Source data section start
PR #3013, opened 2019-04-26
Reduce npm warnings with girder-build

manthey:
Every time we run girder build, npm warns that various fields aren't set in girder/meta-build.  This sets those fields to get rid of the warnings.

### DIFF
--- a/girder/web_client/package.json.template
+++ b/girder/web_client/package.json.template
@@ -1,7 +1,7 @@
 {
     "name": "@girder/meta-build",
     "description": "Girder meta-build",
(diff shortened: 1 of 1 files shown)


girder/web_client/package.json.template
```diff
@@ -1,5 +1,8 @@
 {
     "name": "@girder/meta-build",
+    "description": "Girder meta-build",
+    "license": "SEE LICENSE IN OTHER MODULES",
```
brianhelba: All of Girder's own code is `"Apache-2.0"`, so this can be too.

PR #3015, opened 2019-04-28
Validate email addresses more comprehensively

### LINKED ISSUE #2282: Validate email addresses
Email addresses are used in 3 different ways:

* Every user account has an email address that's associated with it. These are validated using the [`email_regex` config option](https://github.com/girder/girder/blob/d99f46c11367f8253d4a9cc66c8f87a56f754423/girder/models/user.py#L98) before being saved. These are not transformed before being used for outgoing mails or included in a web page.

* The `EMAIL_FROM_ADDRESS` setting is set by site admins, and is [used to send outgoing emails](https://github.com/girder/girder/blob/d99f46c11367f8253d4a9cc66c8f87a56f754423/girder/utility/mail_utils.py#L112) This is [not validated (except to ensure it's not empty)](https://github.com/girder/girder/blob/d99f46c11367f8253d4a9cc66c8f87a56f754423/girder/models/setting.py#L277) before being saved. This is not transformed before being used for outgoing mails or included in web pages.

* The `CONTACT_EMAIL_ADDRESS` setting is set by site admins, and is used to display "Contact" hyperlinks, for users to contact the instance admins for support. This is not validated (except to ensure it's not empty) before being saved. This is not transformed before being used for outgoing mails or included in web pages.

---

Since all of these are fundamentally an email address, they should be validated in the same way, likely using [a robust regex](https://html.spec.whatwg.org/multipage/input.html#valid-e-mail-address). The `email_regex` config option should be removed, as whether an email address is valid should not vary from instance to instance. Allowing selective registration to only users from a certain email domain is a separate problem, and should probably be handled by a normal instance setting within a plugin, possibly [the `autojoin` plugin](https://github.com/girder/girder/tree/d99f46c11367f8253d4a9cc66c8f87a56f754423/plugins/autojoin).

Additionally, email addresses often need to be transformed or encoded before being used or rendered on a webpage. Because this transformation is typically not idempotent, it should be done just-in-time before rendering, rather than in the setting validator. Accordingly:
* Anything in a `mailto: ` link should be encoded per [RFC6068](https://tools.ietf.org/html/rfc6068)
* Other HTML-embedded links probably need to be encoded per [RFC5322](https://tools.ietf.org/html/rfc5322).
* Encoding of addresses into MIME headers should also be considered

brianhelba:
Fixes #2282

### DIFF
--- a/girder/utility/mail_utils.py
+++ b/girder/utility/mail_utils.py
@@ -18,6 +18,7 @@
 
 import cherrypy
 import os
+import re
 import six
 import smtplib
 
@@ -26,6 +27,25 @@ from mako.lookup import TemplateLookup
 from girder import events
 from girder import logger
 from girder.constants import SettingKey, PACKAGE_DIR
+
+
+def validateEmailAddress(address):
+    """
+    Determines whether a string is a valid email address.
+
+    This implements the grammar from 4.10.5.1.5 of the HTML Standard.
+
+    :param address: The string to test.
+    :type address: str
+    :rtype: bool
+    """
+    # https://html.spec.whatwg.org/multipage/input.html#valid-e-mail-address
+    return re.match(
+        r'^[a-zA-Z0-9.!#$%&\'*+/=?^_`{|}~-]+'
+        r'@[a-zA-Z0-9](?:[a-zA-Z0-9-]{0,61}[a-zA-Z0-9])?'
+        r'(?:\.[a-zA-Z0-9](?:[a-zA-Z0-9-]{0,61}[a-zA-Z0-9])?)*$',
+        address
+    ) is not None
 
 
 def getEmailUrlPrefix():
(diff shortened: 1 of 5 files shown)


girder/utility/mail_utils.py
```diff
@@ -28,6 +29,26 @@
...
+    :type address: str
+
+    :rtype: bool
+    """
+    # https://html.spec.whatwg.org/multipage/input.html#valid-e-mail-address
+    emailRegex = re.compile(
+        r"^[a-zA-Z0-9.!#$%&'*+/=?^_`{|}~-]+"
+        r"@[a-zA-Z0-9](?:[a-zA-Z0-9-]{0,61}[a-zA-Z0-9])?"
+        r"(?:\.[a-zA-Z0-9](?:[a-zA-Z0-9-]{0,61}[a-zA-Z0-9])?)*$"
+    )
```
zachmullen: Should we make this a module-level constant so it doesn't need to be recompiled each time this is called?

brianhelba: I've just inlined everything into one function call. The method is called infrequently enough that there's no need to try and optimize it.

brianhelba:
@girder/developers PTAL.

PR #3018, opened 2019-04-29
Centralize core settings

### LINKED ISSUE #3006: Move setting enum definitions, defaults, and validators to the same place
Part of this will involve ordering the existing definitions, and fixing a few contradictions and omissions that have crept into the settings over time. This is related to #2994 

An open question is where should the new setting data reside:
* within `girder/models/setting.py`
  * this makes the API for using settings and the definitions all in the same place, making it easier to import and inspect
* within a new `girder/settings.py`
  * this separates the definitions of core settings from the model API (which is independently used by plugins) and keeps the model file in line with the other models

If desired, we could import the new location back into `girder/constants.py`, providing backwards compatibility for downstreams importing from the old location.

brianhelba:
* Move all SettingKey to settings.py
* Alphabetize SettingKey definitions
* Move all SettingDefault to settings.py
* Alphabetize SettingDefault definitions
* Move setting_utilities.default functions under SettingDefault as private staticmethods
* Move setting_utilities.validator functions under a SettingValidator class as private staticmethods
* Ensure ValidationExcepton is called with a second argument in validators
* Document setting constant changes
* Update import references to SettingDefault and SettingKey

Fixes #3006


brianhelba:
This is the first of several PRs. I've confined this PR to mostly move and reorder operations in order to simplify review.

brianhelba:
@girder/developers PTAL.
Source data section end
__Requirement__:
Output the records above in their entirety, exactly.

__The completed task__:
PR #3013, opened 2019-04-26
Reduce npm warnings with girder-build

manthey:
Every time we run girder build, npm warns that various fields aren't set in girder/meta-build.  This sets those fields to get rid of the warnings.

### DIFF
--- a/girder/web_client/package.json.template
+++ b/girder/web_client/package.json.template
@@ -1,7 +1,7 @@
 {
     "name": "@girder/meta-build",
     "description": "Girder meta-build",
(diff shortened: 1 of 1 files shown)


girder/web_client/package.json.template
```diff
@@ -1,5 +1,8 @@
 {
     "name": "@girder/meta-build",
+    "description": "Girder meta-build",
+    "license": "SEE LICENSE IN OTHER MODULES",
```
brianhelba: All of Girder's own code is `"Apache-2.0"`, so this can be too.

PR #3015, opened 2019-04-28
Validate email addresses more comprehensively

### LINKED ISSUE #2282: Validate email addresses
Email addresses are used in 3 different ways:

* Every user account has an email address that's associated with it. These are validated using the [`email_regex` config option](https://github.com/girder/girder/blob/d99f46c11367f8253d4a9cc66c8f87a56f754423/girder/models/user.py#L98) before being saved. These are not transformed before being used for outgoing mails or included in a web page.

* The `EMAIL_FROM_ADDRESS` setting is set by site admins, and is [used to send outgoing emails](https://github.com/girder/girder/blob/d99f46c11367f8253d4a9cc66c8f87a56f754423/girder/utility/mail_utils.py#L112) This is [not validated (except to ensure it's not empty)](https://github.com/girder/girder/blob/d99f46c11367f8253d4a9cc66c8f87a56f754423/girder/models/setting.py#L277) before being saved. This is not transformed before being used for outgoing mails or included in web pages.

* The `CONTACT_EMAIL_ADDRESS` setting is set by site admins, and is used to display "Contact" hyperlinks, for users to contact the instance admins for support. This is not validated (except to ensure it's not empty) before being saved. This is not transformed before being used for outgoing mails or included in web pages.

---

Since all of these are fundamentally an email address, they should be validated in the same way, likely using [a robust regex](https://html.spec.whatwg.org/multipage/input.html#valid-e-mail-address). The `email_regex` config option should be removed, as whether an email address is valid should not vary from instance to instance. Allowing selective registration to only users from a certain email domain is a separate problem, and should probably be handled by a normal instance setting within a plugin, possibly [the `autojoin` plugin](https://github.com/girder/girder/tree/d99f46c11367f8253d4a9cc66c8f87a56f754423/plugins/autojoin).

Additionally, email addresses often need to be transformed or encoded before being used or rendered on a webpage. Because this transformation is typically not idempotent, it should be done just-in-time before rendering, rather than in the setting validator. Accordingly:
* Anything in a `mailto: ` link should be encoded per [RFC6068](https://tools.ietf.org/html/rfc6068)
* Other HTML-embedded links probably need to be encoded per [RFC5322](https://tools.ietf.org/html/rfc5322).
* Encoding of addresses into MIME headers should also be considered

brianhelba:
Fixes #2282

### DIFF
--- a/girder/utility/mail_utils.py
+++ b/girder/utility/mail_utils.py
@@ -18,6 +18,7 @@
 
 import cherrypy
 import os
+import re
 import six
 import smtplib
 
@@ -26,6 +27,25 @@ from mako.lookup import TemplateLookup
 from girder import events
 from girder import logger
 from girder.constants import SettingKey, PACKAGE_DIR
+
+
+def validateEmailAddress(address):
+    """
+    Determines whether a string is a valid email address.
+
+    This implements the grammar from 4.10.5.1.5 of the HTML Standard.
+
+    :param address: The string to test.
+    :type address: str
+    :rtype: bool
+    """
+    # https://html.spec.whatwg.org/multipage/input.html#valid-e-mail-address
+    return re.match(
+        r'^[a-zA-Z0-9.!#$%&\'*+/=?^_`{|}~-]+'
+        r'@[a-zA-Z0-9](?:[a-zA-Z0-9-]{0,61}[a-zA-Z0-9])?'
+        r'(?:\.[a-zA-Z0-9](?:[a-zA-Z0-9-]{0,61}[a-zA-Z0-9])?)*$',
+        address
+    ) is not None
 
 
 def getEmailUrlPrefix():
(diff shortened: 1 of 5 files shown)


girder/utility/mail_utils.py
```diff
@@ -28,6 +29,26 @@
...
+    :type address: str
+
+    :rtype: bool
+    """
+    # https://html.spec.whatwg.org/multipage/input.html#valid-e-mail-address
+    emailRegex = re.compile(
+        r"^[a-zA-Z0-9.!#$%&'*+/=?^_`{|}~-]+"
+        r"@[a-zA-Z0-9](?:[a-zA-Z0-9-]{0,61}[a-zA-Z0-9])?"
+        r"(?:\.[a-zA-Z0-9](?:[a-zA-Z0-9-]{0,61}[a-zA-Z0-9])?)*$"
+    )
```
zachmullen: Should we make this a module-level constant so it doesn't need to be recompiled each time this is called?

brianhelba: I've just inlined everything into one function call. The method is called infrequently enough that there's no need to try and optimize it.

brianhelba:
@girder/developers PTAL.

PR #3018, opened 2019-04-29
Centralize core settings

### LINKED ISSUE #3006: Move setting enum definitions, defaults, and validators to the same place
Part of this will involve ordering the existing definitions, and fixing a few contradictions and omissions that have crept into the settings over time. This is related to #2994 

An open question is where should the new setting data reside:
* within `girder/models/setting.py`
  * this makes the API for using settings and the definitions all in the same place, making it easier to import and inspect
* within a new `girder/settings.py`
  * this separates the definitions of core settings from the model API (which is independently used by plugins) and keeps the model file in line with the other models

If desired, we could import the new location back into `girder/constants.py`, providing backwards compatibility for downstreams importing from the old location.

brianhelba:
* Move all SettingKey to settings.py
* Alphabetize SettingKey definitions
* Move all SettingDefault to settings.py
* Alphabetize SettingDefault definitions
* Move setting_utilities.default functions under SettingDefault as private staticmethods
* Move setting_utilities.validator functions under a SettingValidator class as private staticmethods
* Ensure ValidationExcepton is called with a second argument in validators
* Document setting constant changes
* Update import references to SettingDefault and SettingKey

Fixes #3006


brianhelba:
This is the first of several PRs. I've confined this PR to mostly move and reorder operations in order to simplify review.

brianhelba:
@girder/developers PTAL.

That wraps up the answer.